Stored data:
▼▼▼

PR #563, opened 2026-08-07
refactor(test): the search fixture becomes importable, like Env before it

dungbanguyen:
Prerequisite for the next cut of #546. No file moves here — this makes the move possible, and keeps the two kinds of change in separate PRs.

## Why

`searchEnv` was declared in `search_integration_test.go`. Forty suites ride it, but a test file's type is unreachable from another package, so no group that depends on it can be split out. The capture suites are 16 of those forty.

It moves to a non-test file (`searchenv.go`, beside `harness.go`) and exports its name, constructor, and the two lowercase fields. Body unchanged, seeding unchanged, suites that keep riding it keep riding it.

## What the fixture turned out to be

Worth recording, because the name undersells it. Of the forty riders, most want the migrated database and the seeded workspace, not the search store — **the capture suites reference `.Store` exactly zero times**:

| what capture touches on the fixture | refs |
|---|---|
| `.Pool` | 72 |
| `.Rep1` | 61 |
| `.WS` | 38 |
| `.owner` | 9 |
| **`.store`** | **0** |

So this is the package's *second general-purpose fixture*, not a search-specific one — which is why it now sits beside `Env` rather than with the suite that named it. That also rules out the cheaper-looking alternative of re-pointing capture at `Env`: `SetupSearch` seeds a different workspace slug and a different user set, so swapping fixtures would be a behaviour change wearing a refactor's clothes. Renaming the fixture to match what it is can wait for someone with a better name; the export is what unblocks the split.

## How the field renames were made

`owner` and `store` are field names on several structs in this package (`e2e`'s `env`, `customfields`' `store`, `runner`'s `store`), so a blanket rename would have hit the wrong ones — the same class of mistake as the `Employ` collateral in #556.

Instead every site came from the type-checker: compile, take errors of the form `x.store undefined (type *SearchEnv … but does have field Store)`, fix exactly those lines, recompile. **87 sites over twelve rounds.** The loop keys on the exported field *existing*, which only the fixture and structs embedding it satisfy — `reembedFleetEnv` embeds `*SearchEnv` and was picked up correctly by that rule.

## Three lint findings that came with it

Strict lint re-reads a moved line as new, so `unparam` and `revive` got a fresh look at old code. One was cosmetic (the newly-exported constructor wanted a doc comment). The other two were real and are now gone:

- `seedDealFixtures` returned an `orgID` that its one interested caller assigned and then discarded three dozen lines later with `_ = orgID`.
- `enableLeadRouting` returned an automation id that none of its four callers has ever read.

## Verification

`make check-backend` green, `make craft-static` 0 findings across backend/extensions/fixtures, `go vet -tags=integration` clean. The change is a rename and a file move with no logic edits, and the type-checker drove every field site.

**Not run:** the integration lane. It rebuilds the shared migrated template and a parallel session is working in this tree; CI's shards are the check that matters for a rename.

Next: the capture suites move to `internal/compose/integration/capture` — 16 files, ~45 tests, a third lane slot.

---
## Summary by cubic
Made the search test fixture importable so sibling packages can use it, and tightened the migrate-once gate to judge all build-tagged integration files. This unblocks moving capture suites into their own package without changing behavior.

- **Refactors**
  - Moved the fixture from `search_integration_test.go` to `searchenv.go` beside `harness.go`.
  - Exported `SearchEnv`, `SetupSearch`, fields `Owner` and `Store`, and methods `Admin()`, `AsTeamRep(...)`, and `Seed(...)` (plus the shared grant helper), moving these methods into `searchenv.go` so imports actually work.
  - Widened the migrate-once gate to scan build-tagged integration files (not only `_test.go`), updated its wording, and excluded `internal/platform/testdb` by rule.
  - Updated package docs to note both shared harnesses and the broader gate.

- **Migration**
  - Use `integration.SetupSearch(t)` and `*integration.SearchEnv` in tests.
  - Replace: `e.owner`→`e.Owner`, `e.store`→`e.Store`, `e.seed(...)`→`e.Seed(...)`, `e.asTeamRep(...)`→`e.AsTeamRep(...)`, `e.admin()`→`e.Admin()`.

<sup>Written for commit d4ceeb6b1b30693a8b6d6f323de7294cdacbebe2. Summary will update on new commits.</sup>

<a href="https://cubic.dev/pr/gradionhq/margince-poc-v1/pull/563?utm_source=github" target="_blank" rel="noopener noreferrer" data-no-image-dialog="true"><picture><source media="(prefers-color-scheme: dark)" srcset="https://www.cubic.dev/buttons/review-in-cubic-dark.svg"><source media="(prefers-color-scheme: light)" srcset="https://www.cubic.dev/buttons/review-in-cubic-light.svg">Review in cubic</picture></a>

### DIFF
--- a/backend/integrationmigrateonce_test.go
+++ b/backend/integrationmigrateonce_test.go
@@ -50,6 +50,13 @@ import (
 // than this gate owns today.
 const migrationsPackage = "migrations"
 
+// testdbPackage implements the migrate-once mechanism every suite is required to
+// ride, so it is where dbmigrate.Up is SUPPOSED to be called. Excluded by rule
+// rather than waived, for the same reason migrationsPackage is: a waiver would
+// read as "this one is allowed to misbehave" when in fact it is the definition of
+// behaving. Only reachable now that this gate walks non-test files too.
+const testdbPackage = "internal/platform/testdb"
+
 // inlineMigrators are the suites outside migrationsPackage ratified to migrate
 // on their own, each bound to what the exception costs.
 var inlineMigrators = gatekit.Waive(map[string]string{
@@ -63,8 +70,17 @@ func TestIntegrationSuitesMigrateOncePerProcess(t *testing.T) {
 	var offenders, inMigrations []string
 	fset := token.NewFileSet()
 	err := filepath.WalkDir(".", func(path string, d fs.DirEntry, err error) error {
-		if err != nil || d.IsDir() || !strings.HasSuffix(path, "_test.go") {
+		if err != nil || d.IsDir() || !strings.HasSuffix(path, ".go") {
 			return err
+		}
+		// Every file the lane compiles, not only the _test.go ones. A shared
+		// fixture that moves into a non-test file so sibling packages can import
+		// it would otherwise walk straight out of this gate's reach while still
+		// being the thing that migrates — and the gate would keep passing,
+		// covering less, saying nothing. Membership is the build tag, which is
+		// what actually decides whether the lane runs the file.
+		if !strings.HasSuffix(path, "_test.go") && !isIntegrationTagged(path) {
+			return nil
 		}
 		path = filepath.ToSlash(path)
 		file, err := parser.ParseFile(fset, path, nil, 0)
@@ -76,6 +92,9 @@ func TestIntegrationSuitesMigrateOncePerProcess(t *testing.T) {
 		}
 		if strings.HasPrefix(path, migrationsPackage+"/") {
 			inMigrations = append(inMigrations, path)
+			return nil
+		}
+		if strings.HasPrefix(path, testdbPackage+"/") {
 			return nil
 		}
 		if !inlineMigrators.Waived(t, path) {
--- a/backend/integrationmigrateonce_test.go
+++ b/backend/integrationmigrateonce_test.go
@@ -3,7 +3,7 @@
 
 package backendarch
 
-// Migrate-once discipline for every integration suite in the module, as a
+// Migrate-once discipline for everything the integration lane compiles, as a
 // fitness function. A suite migrates the schema once per test process
 // (internal/platform/testdb.EnsureSchema) and resets between tests with a fast
 // data-only reset (testdb.Reset); one that instead runs its own DROP SCHEMA +
@@ -13,7 +13,14 @@ package backendarch
 // subtree is where the obligated code lives, and that second claim is the one
 // nothing checks.
 //
-// Any test file that REFERENCES the migrate entry point is caught, not only one
+// Every file the lane COMPILES is judged, not only the _test.go ones: a shared
+// fixture that moves into a build-tagged non-test file so sibling packages can
+// import it is still the thing that migrates, and keying on the filename suffix
+// would let it walk out of reach here while the gate kept passing. Membership is
+// therefore the build tag, which is what actually decides whether the lane
+// compiles a file.
+//
+// Any such file that REFERENCES the migrate entry point is caught, not only one
 // that applies it: `up := dm.Up; up(...)` migrates just as much as `dm.Up(...)`,
 // and a file has no reason to hold the migrator except to run it. That closes the
 // function-value route without type-aware analysis, and the qualifier is resolved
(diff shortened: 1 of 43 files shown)


dungbanguyen:
Review round found that **this PR did not do what it claimed**, and both reviewers caught it independently. Fixed.

## The export was inert

Moving the type and exporting it is not enough. `Seed`, `Admin` and `AsTeamRep` were still declared in `search_integration_test.go`, and **a method declared in a `_test.go` file is not part of the package a sibling imports.** So a split-out group could hold a `*SearchEnv` and still be unable to build a principal context or seed a row. The capture suites this whole thing is for call `Admin` **51 times** — they would have been exactly as stuck after this PR as before it.

The three methods and the grant helper they share now live in `searchenv.go`. Same discipline as the field pass: `seed` is also a method on `overlayWriteEnv`, so all 109 call sites came from compiler errors naming the exported replacement, never a blanket rename.

**The claim is now checked instead of asserted.** I compiled a throwaway sibling package calling `SetupSearch`/`Admin`/`AsTeamRep`/`Seed`, confirmed it builds, and deleted it. It would not have compiled before this change. That check is what I should have run before opening the PR — "importable, like Env before it" was an assertion I had not tested.

## My rename loop had the same bug as the code it was fixing

It reported `round 1: clean` when it found no error it recognised — which is not the same as the package compiling. It said that while `searchenv.go` was missing an import. It now distinguishes "compiles" from "stuck on something else" and prints what it is stuck on. Same silent-success shape as the monitor that would have gone quiet on a repeated CI failure earlier in this session.

## A fitness gate silently lost coverage

`TestIntegrationSuitesMigrateOncePerProcess` walks files by the `_test.go` suffix. Moving the fixture into a non-test file took it **out of that gate's reach while it is still the thing that migrates** — the gate would have kept passing while covering less, which is precisely the failure its own doc comment warns about. It now keys on the build tag, which is what actually decides whether the lane compiles a file; that also re-covers `harness.go` and `seed.go`, which had been invisible to it all along.

`internal/platform/testdb` is excluded **by rule, not waived** — it implements the migrate-once mechanism, so calling `dbmigrate.Up` there is the definition of behaving, not an exception. Mutation-tested: injecting an inline migrate into a non-test tagged file makes the gate fail and name the file; restoring makes it pass.

## Two doc claims were false

`SearchEnv` is not "the second migrated-database fixture" — several suites still build their own; it is the second **exported** one. And the rider count is now dropped rather than stated, since this work exists to change it.

## Deliberately deferred, recorded not dropped

- **Renaming the fixture.** A reviewer argued (fairly, under rule 5) that the comment rationalizes a known misnomer and that renaming gets harder after the split. I kept the name: this change is already a rename of everything else, and one rename per pass is easier to verify than two. The comment now states the misnomer as a fact owed a fix rather than explaining it away.
- **`SetupSearch` duplicates `Setup`'s DSN/connect/EnsureSchema preamble** verbatim. Real, and now two non-test callers, so extraction is warranted — but four more copies exist elsewhere in the package, so it is its own change.
- **`report_graph_integration_test.go:237` logs where it should fail** (`t.Logf` in a branch that reads like an assertion). Pre-existing, adjacent to my edit, not mine to fold in silently.

`make check-backend`, `make lint` (0 issues), `make craft-static` (0 findings) and `go vet -tags=integration` all green.

dungbanguyen:
Applied. The gate's wording now matches what it judges.

Correct finding: I widened the walk to every file the lane compiles, but left the contract note saying *"any **test file** that REFERENCES the migrate entry point"* and the failure calling offenders *"integration **suite(s)**"*. For a fitness function the wording is the only place the obligation is written down, so a doc narrower than the enforcement teaches the next reader the wrong rule — and the next reader is who the gate exists for.

Three places updated: the opening line (now "everything the integration lane compiles"), the contract note (which now states *why* membership is the build tag rather than the filename suffix — a shared fixture moving into a non-test file to become importable is still the thing that migrates), and the failure message (now "integration-lane file(s) … a suite or a shared fixture in a build-tagged non-test file counts alike").

Re-ran the mutation test after the wording change, since a doc edit near a gate is exactly when you stop checking it still bites:

```
baseline:                    PASS (names searchenv.go: False)
with an inline dbmigrate.Up: FAIL (names searchenv.go: True)
restored:                    PASS (names searchenv.go: False)
```

Also rebased onto `main` — the branch had gone `BEHIND` (main took #559), and branch protection here requires the head branch up to date. Worth noting for anyone watching this queue: **auto-merge does not update the branch for you**, so an armed PR can sit green-and-unmergeable indefinitely with nothing saying why. That is what stalled #561 for an hour.

`make check-backend`, `go vet -tags=integration` and the migrate-once gate all green after the rebase.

▲▲▲

## YOUR GOAL
Retype the records above from the very first line down to the line with "of those forty.", keeping both of those lines. Include nothing beyond them.

## ANSWER BOX
PR #563, opened 2026-08-07
refactor(test): the search fixture becomes importable, like Env before it

dungbanguyen:
Prerequisite for the next cut of #546. No file moves here — this makes the move possible, and keeps the two kinds of change in separate PRs.

## Why

`searchEnv` was declared in `search_integration_test.go`. Forty suites ride it, but a test file's type is unreachable from another package, so no group that depends on it can be split out. The capture suites are 16 of those forty.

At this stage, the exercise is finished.